* _SOURCE DATA_

PR #3063, opened 2026-07-06
Fix Missing Markdown Template contexts and MD Type comment generation

SougandhS:
This commit includes missing Markdown code templates and fixes unwanted "///" generating on types with empty params
Required for https://github.com/eclipse-jdtls/eclipse.jdt.ls/pull/3837

## Author checklist

### DIFF
--- a/org.eclipse.jdt.ui/templates/default-codetemplates.xml
+++ b/org.eclipse.jdt.ui/templates/default-codetemplates.xml
@@ -76,6 +76,8 @@
 <template name="markdowndelegatecomment" id="org.eclipse.jdt.ui.text.codetemplates.markdowndelegatecomment" description="%CodeTemplates.markdowndelegatecomment" context="markdowndelegatecomment_context" enabled="true">/// ${tags}
 /// ${see_to_target}</template>
  
+ <template name="markdownoverridecomment" id="org.eclipse.jdt.ui.text.codetemplates.markdownoverridecomment" description="%CodeTemplates.markdownoverridecomment" context="markdownoverridecomment_context" enabled="true">/// ${see_to_overridden}</template>
+ 
  <template name="newtype" id="org.eclipse.jdt.ui.text.codetemplates.newtype" description="%CodeTemplates.newfile" context="newtype_context" enabled="true">${filecomment}
 ${package_declaration}
 
--- a/org.eclipse.jdt.ui/ui/org/eclipse/jdt/internal/ui/preferences/CodeTemplateBlock.java
+++ b/org.eclipse.jdt.ui/ui/org/eclipse/jdt/internal/ui/preferences/CodeTemplateBlock.java
@@ -230,6 +230,8 @@ public class CodeTemplateBlock extends OptionsConfigurationBlock {
 						return 14;
 					case CodeTemplateContextType.MARKDOWNMETHODCOMMENT_ID:
 						return 15;
+					case CodeTemplateContextType.MARKDOWNOVERRIDECOMMENT_ID:
+						return 16;
 					case CodeTemplateContextType.MARKDOWNDELEGATECOMMENT_ID:
 						return 17;
 					case CodeTemplateContextType.MARKDOWNGETTERCOMMENT_ID:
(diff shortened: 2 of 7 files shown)


SougandhS:
Hi @jjohnstn, 
Could you please check this PR when you get some time ?

jjohnstn (changes requested):
I don't understand why you are creating markdown comment template ids for body comments and catch block comments.  These aren't normally specified via Javadoc so don't need markdown support.  Currently, they are under the templates code section and don't appear in comments and markdown sections.

I think adding an override markdown makes sense because there is a way to specify the normal Javadoc version via the preferences.  You will need to add this capability to the templates page under markdown (it can be equal to the current template under the comments section).

For the change in type comment behavior, you need to add a test case.

SougandhS:
> don't understand why you are creating markdown comment template ids for body comments and catch block comments. These aren't normally specified via Javadoc so don't need markdown support. Currently, they are under the templates code section and don't appear in comments and markdown sections.

Removed those 👍 

>I think adding an override markdown makes sense because there is a way to specify the normal Javadoc version via the preferences. You will need to add this capability to the templates page under markdown (it can be equal to the current template under the comments section).

Handled override in other places 👍 

>For the change in type comment behavior, you need to add a test case.

Added a test 👍

org.eclipse.jdt.ui/templates/default-codetemplates.xml
```diff
@@ -76,6 +76,9 @@
 <template name="markdowndelegatecomment" id="org.eclipse.jdt.ui.text.codetemplates.markdowndelegatecomment" description="%CodeTemplates.markdowndelegatecomment" context="markdowndelegatecomment_context" enabled="true">/// ${tags}
 /// ${see_to_target}</template>
  
+ <template name="markdownoverridecomment" id="org.eclipse.jdt.ui.text.codetemplates.markdownoverridecomment" description="%CodeTemplates.markdownoverridecomment" context="markdownoverridecomment_context" enabled="true">/// ${tags}
```
jjohnstn: Remove the $tags.  For a sample hashcode() addition, it adds an empty return comment to be filled in by the end-user, but the truth is the original via $see_to_overridden fills in all the info needed.

org.eclipse.jdt.ui/ui/org/eclipse/jdt/internal/ui/preferences/CodeTemplateBlock.java
```diff
@@ -238,6 +238,8 @@ public int category(Object element) {
 						return 19;
 					case CodeTemplateContextType.MARKDOWNMODULECOMMENT_ID:
 						return 20;
+					case CodeTemplateContextType.MARKDOWNOVERRIDECOMMENT_ID:
+						return 21;
```
jjohnstn: Make this 16 so markdown override appears in the same spot in the category as it does for the Comments section.

jjohnstn:
Hi @SougandhS I see you pushed after my latest comments.  I don't see either issue addressed.  Is it possible you didn't include a latest commit in the push?

SougandhS:
@jjohnstn Can you check again ? - just rebased now
I have removed the catch body, method body comments and handled override markdown commnt in other places like you suggested, and included a test for markdown type comment issue..

image

Is there anything missing or do I need to handle anything in one more place ?

jjohnstn:
> @jjohnstn Can you check again ? - just rebased now I have removed the catch body, method body comments and handled override markdown commnt in other places like you suggested, and included a test for markdown type comment issue..

> Is there anything missing or do I need to handle anything in one more place ?

@SougandhS Yes.  I saw you did all of that and did a second review with 2 comments.  See above in this PR or comments in the code section.

SougandhS:
> @SougandhS Yes. I saw you did all of that and did a second review with 2 comments. See above in this PR or comments in the code section.

I think there may have been a technical glitch. I'm not able to see the two comments you're referring to in the code review, and I also didn't receive any email notifications for them. If possible, could you please re-add those comments so I can address them?

jjohnstn (changes requested):
Looks much better.  A few nit comments and this can be merged.

jjohnstn:
> > @SougandhS Yes. I saw you did all of that and did a second review with 2 comments. See above in this PR or comments in the code section.
> 
> I think there may have been a technical glitch. I'm not able to see the two comments you're referring to in the code review, and I also didn't receive any email notifications for them. If possible, could you please re-add those comments so I can address them?

Weird.  I saw them but it said they were pending.  I guess the submit review button didn't register.  I just resubmitted.

org.eclipse.jdt.ui/ui/org/eclipse/jdt/internal/ui/preferences/CodeTemplateBlock.java
SougandhS: done

org.eclipse.jdt.ui/templates/default-codetemplates.xml
SougandhS: removed 👍

jjohnstn (approved):
Looks good.  Thanks.

SougandhS:
Thanks @jjohnstn

PR #3072, opened 2026-07-09
Add new option for newline on annotation record parameters

inuyasha82:
## What it does
It implement changed discussed in #4152  UI part
To be merged only after https://github.com/eclipse-jdt/eclipse.jdt.core/pull/5184 will be merged into jdt.core.

image

To be merged after PR  https://github.com/eclipse-jdt/eclipse.jdt.core/pull/5184

## How to test
If the new setting Newline -> After Annotations -> On record parameter is enabled it should format the following code snippet: 

```java
public record TestRecord(
        @Deprecated @Native @SuppressWarnings(value = { "" }) String name, @SuppressWarnings(value = { "" }) String age
	) {}
```

to: 
```java
public record TestRecord(
		@Deprecated
		@Native
		@SuppressWarnings(value = {
				"" })
		String name,
		@SuppressWarnings(value = { "" })
		String age) {
}
```

## Author checklist


jjohnstn:
@inuyasha82 Quick question.  Does this new option only apply to a record declaration or does it apply also to the new instance call?  If not, then change the text for the setting to be "record components" rather than "record parameters".

inuyasha82:
From what I understood, is not possible to pass annotation inside the constructor call 
```java
TestRecord tr = new TestRecord(@Annotation "example");
```
and same with methods. Is higlighted as an error. 

So I think that it can't be done, hence it applies only to the record declaration. (but correct me if i'm wrong), then i'm going to change the wording.

jjohnstn:
Thanks @inuyasha82

PR #3077, opened 2026-07-11
Fix inline of method with instantiation of local class

### LINKED ISSUE #3070: Inline Method incorrectly qualifies local class instantiation and produces uncompilable code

* _INSTRUCTIONS FOR THE TASK_
Using the listing above, state the number of lines that hold "included", with no other text.

* _WRITTEN ANSWER_
2